Ask HN: How can you be rich without selling your company? - jmilinion

From what I've read, the standard way for a startup to cash out is to sell it to a bigger company.<p>Here's the problem, I've watched many my favorite startups slowly die after they were sold. Except for a few rare ones, the service they provided was never the same again - if it still exists.<p>You want to cash out because you would like to do other things but you still care a lot about the quality of your previous product.<p>What other options are there?
======
soneca
Create a big, profitable company; bootstraping, without investors to press you
to have an exit. And be rich with your profit (remember the good old 20th
century capitalism?).

I was just reading the case of weheartit.com - a brazilian "clone" of
Pinterest.
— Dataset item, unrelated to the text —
PR #212, opened 2026-04-28
fix: dynamic --rootdir in PYTEST_ADDOPTS based on task workspace

### LINKED ISSUE #211: Three task-author papercuts: skill injection breaks home dir, --rootdir=/app forced, plugin autoload disabled silently breaks pytest-json-ctrf
Hit three issues in a row while building skill-using tasks against `bench eval create -t ... -a claude-agent-acp -s skills/`. Each is recoverable but each silently produced a broken benchmark.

The quotation marks are there because Weheartit became big before
Pinterest even exist.

They became big, but refused any external investment, while Pinterest were
genius of raising funding.

There are two sides here: one is that Weheartit lost a billion dollar
oportunity to Pinterest for both trying to bootstrap on 37signals style and/or
just having worst execution.

Other is that Weheartit is still very big, with regular traffic, and surely
large revenue from ads. They didn't die because of Pinterest, they are still a
huge company, only by anchoring them to a billion dollar clone one may not
call them a successfull company. And their founders are perhaps cashing out
dozens (hundreds?) of thousands of dollars each month.

[http://www.businessinsider.com/weheartit-fabio-giolito-
brazi...](http://www.businessinsider.com/weheartit-fabio-giolito-brazil-
pinterest-clone-2012-9)

------
jonathanjaeger
Build a profitable business and pay yourself a lot through salary or
dividends. Or go public.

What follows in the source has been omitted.